Now the track is silent. Chained and padlocked, abandoned and useless, I stare at it. I see phantoms of runners tall and proud at the beginning, elbowing their way through the pack, gasping for air heading around the last lap, then leaning into the finish line. 

Someone might ask, why are they trying so hard? And isn’t that a question about life, why do we try so hard? We don’t just stop at survival, we strive to excel, to master what we do.

Because inside there is this amazing feeling of accomplishment, of looking back and going, I did that, I just improved my time by 10 seconds or 1 second or .5 seconds. It’s addictive, and you want to do it again. You want to improve. You want to see what you can do. It gets you out of bed.

When it’s all taken away, when all has to stop just so we can survive, does it make track season look silly? Does it make sports look silly?

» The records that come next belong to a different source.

Issue #474, opened 2023-04-05
Create radio component


stropitek:
## Features
- Controlled component
- Classic radio or button styles
- Disabled

## API
```tsx
interface ValueLabel {
  value: string;
  label: ReactNode;
  disabled?: boolean;
}
const options: ValueLabel[] = [
  { label: 'Option 1', value: 'option1' },
  { label: 'Option 2', value: 'option2', disabled: true },
  { label: 'Option 3', value: 'option3' },
];

function Radios() {
  return (
    <>
      <Radio
        selected={options[0]}
        style="classic"
        options={options}
        onSelect={(option: ValueLabel) => {
          // set some state
        }}
      />
      <Radio style="button" options={options} />
    </>
  );
}

```

## Design

Something similar to the ant design: https://ant.design/components/radio

For the button style, use the outlined version (not the solid one).

![CleanShot 2023-04-05 at 11 09 54](https://user-images.githubusercontent.com/4118690/230037634-8ed5ffb5-ccd2-4d0f-aa9b-0bf44b303dfa.png)

## Requirements
Use radix-ui radio group component: https://www.radix-ui.com/docs/primitives/components/radio-group#radio-group

PR #536, opened 2023-08-11
Implement Radio Component

wadjih-bencheikh18:
closes : https://github.com/zakodium-oss/react-science/issues/474


stropitek (commented):
Thank you, the implementation SGTM. I'd like to have a few design improvements and api additions before we merge this.

CleanShot 2023-08-11 at 10 05 53

Given that we are here implementing the "normal" variant of the component, can you make it look like the middle one? Can you also implement the `variant="small"` prop?

CleanShot 2023-08-11 at 10 11 23

Can you make it such that we don't see the grey outline when the radio is selected?


https://github.com/zakodium-oss/react-science/assets/4118690/8d725758-fa74-4e95-a064-b6ca4cda0cc5

Can you change the color of the outline when the mouse hovers the radio so that it matches the color of a selected radio?

CleanShot 2023-08-11 at 10 14 19

Can you avoid the double border on the radio groups.

Could you also show what happens when there is only one option in the select in the stories?

Can you add the `disabled` property to the `RadioGroup` so that it disables the entire component?

wadjih-bencheikh18:
> Can you avoid the double border on the radio groups.

I don't see this in my browser could you recheck again please

wadjih-bencheikh18:
@stropitek  I did all the improvement you asked thank you

src/components/forms/RadioGroup/RadioGroup.tsx
```diff
@@ -0,0 +1,97 @@
...
+import { css } from '@emotion/react';
+import * as RadioGroupRadix from '@radix-ui/react-radio-group';
+import { ReactNode } from 'react';
+
+import { InputVariant } from '../styles';
+
+import { RadioOptionButton } from './RadioOptionButton';
+import { RadioOptionClassic } from './RadioOptionClassic';
+
+export interface ValueLabel {
```
stropitek, line 11: Please rename to `RadioOption`

src/components/forms/RadioGroup/RadioGroup.tsx
```diff
@@ -0,0 +1,97 @@
...
+  label: ReactNode;
+  disabled?: boolean;
+}
+export interface RadioGroupProps {
+  selected?: ValueLabel;
+  type?: 'classic' | 'button';
+  options?: ValueLabel[];
+  onSelect?: (option: ValueLabel) => void;
+  name?: string;
+  disabled?: boolean;
```
stropitek, line 22: Can you add a story which shows how this prop works?

stropitek:
> I don't see this in my browser could you recheck again please

To see the problem, don't use the zoom of the browser, use the zoom of storybook.

If you look closely, you'll see the issue at 100% zoom as well.

wadjih-bencheikh18:
> If you look closely, you'll see the issue at 100% zoom as well.

I am not seeing the double border. Here's my result:
image

Could you please let me know which web browser you're using?

src/components/forms/RadioGroup/RadioGroup.tsx
wadjih-bencheikh18: Do you want me to rename the file? or the folder?

targos:
I see a double border with Chrome: 
CleanShot 2023-08-14 at 12 30 09

wadjih-bencheikh18:
> I see a double border with Chrome:

I checked safari version and yes it have double border
I fixed it now, Could you please check?

wadjih-bencheikh18:
> Did you also check on the deployed storybook (https://474-create-radio-component.react-science.pages.dev/) or only locally?

I checked the two

wadjih-bencheikh18:
> Safari is also not working for me. Did you also check on the deployed storybook (https://474-create-radio-component.react-science.pages.dev/) or only locally?

I found that navigators does not accept border less then 1px so I refactored the code to avoid it

stories/components/radio.stories.tsx
```diff
@@ -0,0 +1,88 @@
...
+        onSelect={setOption}
+        {...props}
+      />
+    </ExampleGroup>
+  );
+}
+Control.args = {
+  variant: 'default',
+  type: 'classic',
+  disabled: true,
```
stropitek, line 76:
```suggestion
  disabled: false,
```

stropitek:
The borders look good for me now.

> CleanShot 2023-08-11 at 10 05 53
> 
> Given that we are here implementing the "normal" variant of the component, can you make it look like the middle one? Can you also implement the `variant="small"` prop?

Can you make the button version more like the ones highlighted in the screenshot (less padding)

src/components/forms/RadioGroup/RadioGroup.tsx
stropitek: Juste the interface

wadjih-bencheikh18:
> Can you make the button version more like the ones highlighted in the screenshot (less padding)

Style updated.

stropitek:
I think font size should be 12px both on button and classic versions of the small variant

Currently classic is 12px but button is 14px

wadjih-bencheikh18:
> Currently classic is 12px but button is 14px

It's fixed now

I used 14 in button style in two variant because it's the case in the ant design

stropitek (approved):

We are genetically encoded to respond to the underdog story, to triumph amidst overwhelming odds. Check out the Easter story which rises once again soon. The ultimate underdog triumphs over death. And perhaps that’s what great moments in sport offer: a touch of the divine for all to behold and whisper to their children one day that they were there when it happened, that in some way puts the foot on the throat of Death and says, “Ha, beat ‘cha!”

So how do you raise a Golden Boy who blows away your highest expectations. I kept thinking don’t worry, the time will come, he will fail and then you will deliver the lesson about how failure makes you a better person, you just get up, learn from your mistakes and keep going. But that shoe never dropped, until it did. This ashen Shoe dropped from the sky and smashed everything in sight, a deus ex machina in reverse wreaking failure, havoc and death in Biblical proportion. 

Go ahead, Mr. Big shot dad, render that lesson now.